> _EXERCISE AIM_
Look through the entries and report how many lines include the word "nature". Give the number alone.

Saved entries:
PR #119, opened 2024-06-29
100 read in big brother data

jjm3x3:
Just as the corresponding issue suggests this will enable us to pull data from the BB wiki page. This does so by keeping most things pretty generic. We are giving up on the concrete model coming from Wikipedia and instead just returning a "row" object (with the exception of the name & name2 property). The other thing is we are going to start accepting the table name as an argument, this will help us scale beyond just the "Cast" table in Amazing Race, but will also allow us to use the "HouseGuest" table.

### Screenshots
N/A

## Confirm
- [x] This PR has unit tests scenarios. (no new ones necessary)

/assign me

### DIFF
--- a/__tests__/wikiQuery.js
+++ b/__tests__/wikiQuery.js
@@ -9,11 +9,11 @@ describe('getData', () => {
         const listOfContestants = [
             {
                 name: firstContestantsFirstName + " Guy",
-                status: "Participating"
+                col4: "Participating"
             },
             {
                 name: secondContestantsFirstName + " Brother",
-                status: "Participating"
+                col4: "Participating"
             }]
 
         // Act
@@ -31,7 +31,7 @@ describe('getData', () => {
         const listOfContestants = [
             {
                 name: firstContestantsFirstName + " Guy",
-                status: "Participating"
+                col4: "Participating"
             },
             {name: secondContestantsFirstName + " Brother"}
         ]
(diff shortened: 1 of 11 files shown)


CAnthonySiever (approved):
Looks good 👍 I think the [Cast table](https://en.wikipedia.org/wiki/The_Amazing_Race_25#Cast) from AR is pretty comparable to the [HouseGuests table](https://en.wikipedia.org/wiki/Big_Brother_25_(American_season)#HouseGuests) for BB, so while Col1-5 certainly works, and opens this up to other fantasy show scenarios, we could also probably get away with `name`, `age`, `details` (not sold on this but it's relationship for AR and Occupation for BB), `city`, `status`, or something like that. Also worth noting that BB seems to have a 6th column with `Entry`. Not entirely sure what this means or how important it is.

Approving this though since this is good, and puts the project in the right direction whether or not we consider any of the above.

internette (approved):

jjm3x3:
> Looks good 👍 I think the [Cast table](https://en.wikipedia.org/wiki/The_Amazing_Race_25#Cast) from AR is pretty comparable to the [HouseGuests table](https://en.wikipedia.org/wiki/Big_Brother_25_(American_season)#HouseGuests) for BB, so while Col1-5 certainly works, and opens this up to other fantasy show scenarios, we could also probably get away with `name`, `age`, `details` (not sold on this but it's relationship for AR and Occupation for BB), `city`, `status`, or something like that. Also worth noting that BB seems to have a 6th column with `Entry`. Not entirely sure what this means or how important it is.
> 
> Approving this though since this is good, and puts the project in the right direction whether or not we consider any of the above.

I do tend to agree, however I was leaning towards the more generic fields for now because I got sick of maintaining a mapping in my head or even in the code to try to determine which fields map to which properties, plus I think this keeps the code generic for each show then the latter parsing passes can take care of the specifics. I imagine if/when we start looking at building out a more robust backend we may revisit this description and perhaps even create separate scrapers for each show.

PR #121, opened 2024-07-06
Feature/move empty row filtering

jjm3x3:
Since actually building contestant data will be more difficult for BB and require more of the "partialContestants" to be exposed we are going to remove that from the wikiFetch and instead into the wikiQuery.

### Screenshots
N/A

## Confirm
- [X] This PR is correctly linked to the relevant issue or milestone.
- [X] This PR has been locally QA'd.

/assign me


CAnthonySiever (approved):
This certainly works, and I'll try to take another look at it tomorrow. `isPartialContestantData` _feels_ a bit clumsy, but that might be due to the nature of working with Wikipedia data for contestant data across different shows without managing our own DB 😅 So this might be as good as it gets. 

I can go ahead and approve, since any improvements here would likely be expanding upon this 👍

jjm3x3:
> This certainly works, and I'll try to take another look at it tomorrow. `isPartialContestantData` _feels_ a bit clumsy, but that might be due to the nature of working with Wikipedia data for contestant data across different shows without managing our own DB 😅 So this might be as good as it gets.
> 
> I can go ahead and approve, since any improvements here would likely be expanding upon this 👍

First off, thanks for taking a look at it and vetting the logic for me so quickly. I totally agree that `isPartialContestantData` _feels_ a bit clumsy. My first response to that would be to ask "is it worse than what we had with `filterEmptyContestants` which technically wasn't really doing that? And to the second part
> that might be due to the nature of working with Wikipedia data for contestant data across different shows without managing our own DB

Yeah, that is kind of how it feels. I am certainly open to better ways of doing this! Especially since, as you will see, I started to make even more changes that make the logic in this function even worse to read 😬

app/utils/wikiQuery.tsx
```diff
@@ -45,15 +53,26 @@ export function getTeamList(contestantData :ITableRowData[]): any {
...
 
     return { props: { runners: contestants }}
 }
+
+export function isPartialContestantData(contestantRowData: ITableRowData): boolean {
+    // Admittedly this is probably a moving target and may come with the baggage
+    // of a doubleNegative since we are often using this as a filter, The idea
+    // is this should return true if we are lacking the necessary/sufficent data
+    // to create a showcontestnat.
+    return contestantRowData.name == null || contestantRowData.name === ""
```
jjm3x3, line 76: Also just checking what folks think about this. Is this code "right" or should it really be
```suggestion
    return !contestantRowData.name
```

jjm3x3: Or, after playing around w/ this for a long time I also realized that some folks prefer something like:
```suggestion
    return Boolean(!contestantRowData.name)
```
to be explicit.

jjm3x3: Or even
```suggestion
    return !Boolean(contestantRowData.name)
```

internette: > Also just checking what folks think about this. Is this code "right" or should it really be

The original is checking for two specific falsy occasions while the new idea is any possible results that equal falsy, i.e. if `contestantData.name` had a value of `0` (the integer, not a string 0), that would also come up as false. 

The change being an improvement depends on what you're trying to achieve. Are you only wanting to check for null or empty string values or all cases of falsy values?

jjm3x3: Huh, it seems like this is where understanding TypeScript a bit better _could_ help us here. So just based on the types we have
```
export interface ITableRowData {
    name: string
    name2: string
    col1: string
    col2: string
    col3: string
    col4: string
    col5: string
}
```
Which says the `row.name` can't be anything that isn't a `:string` (this would include `null` actually, just tried this out locally). Where this starts to get a bit more elusive is just because type checker attempts to ensure this is the case type wise, that doesn't change what is possible during runtime... and that field comes from [this line](https://github.com/jjm3x3/AmazingRaceFantasy/blob/main/app/utils/wikiFetch.tsx#L83)
```
        const name = $row.find('th span.fn').text().trim()
```
which if I had to guess absolutely could return null... though now I am wondering if it would opt to return empty string 🤔 🤔 🤔

internette: Also thought about the name of the function `isPartialContestantData`: Seems like we're only checking if the contestant name is missing. If we're only checking for the name, `hasNoContestantName` or `isMissingContestantName` is a better name for the function.

internette (commented):
Added comments

app/utils/wikiQuery.tsx
internette: Re: your comment
My gut tells me your reply is also true because of server-side rendering. 

Also, I shared how JS generally works to help you with this decision. I'm guessing we can rely on the type-checking to ensure we have a string from Wikipedia and we don't need to do anything fancy if it isn't?

jjm3x3: Sure, now I am just wondering what happens if cheerio isn't able to pull text like we expect does it properly return an empty string which will need to be checked latter, but is at least the right type or is it possible for it to return a null or undefined 😬

internette (approved):

Issue #127, opened 2024-07-13
Add comprehensive testing for the current BB parsing functionality


jjm3x3:
Based on a few outside conversations (both outside of github and outside of the internet or IRL) I am opening this issue so that we can hold ourselves (or myself) accountable for taking on Techdebt in the form of not adding the appropirate testing for the code about to be merged by #125. While I recognize this is a dangerous precident. I am confident that we will be able to come back to this as soon as the season starts rolling and by taking this shortcut now we can get the season rolling with one fewer hurdle.

PR #134, opened 2024-07-27
Bugfix/two small buggs

jjm3x3:
So as soon as the first elimination happened (and as a result the first scoring) it became apparent that we have a couple of bugs. In order of discovery and also in order of effect
1. The status space in the BB25 had text without a space between "Eviction" and "Day" like "EvictionDay" but now there is a white-space so we needed to update the regex which finds a match.
2. Turns out Kenny's last name was originally wrong and so it needed to get updated meaning that every contestant who already had their ranking uploaded had his last name misspelled meaning their contestantRoundListGeneration would break.

### Screenshots
N/A

## Confirm
- [ ] This PR has unit tests scenarios. (arguably this should have at least 1 new test, but I will be leaving that to #127)

/assign me


CAnthonySiever (approved):
👍

PR #128, opened 2024-07-13
126 create contestants page

jjm3x3:
_Notice: this is a WIP since it currently depends on #125_

### Summary/Acceptance Criteria
*Description of what this PR accomplishes*

### Screenshots
*If applicable*

## Confirm
- [ ] This PR has unit tests scenarios. (as in #101 ) we  won't be adding tests here 😅 
- [x] This PR is correctly linked to the relevant issue or milestone.
- [x] This PR has been locally QA'd.

## TODOs
- [x] Merge #125 
- [x] Remove other pages
- [x] Change URLs to be for season 26
  - [x] Remove the `GOOGLE_SHEET_URL` (this will come back for #123)

/assign me

PR #135, opened 2024-07-28
127 add comprehensive testing for the current bb parsing functionality

jjm3x3:
Here are a bunch of unit tests to capture the current behavior of the `getCompetingEntities` function that we are using to parse Big Brother show contestants.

> _RESPONSE TO THIS TASK_
3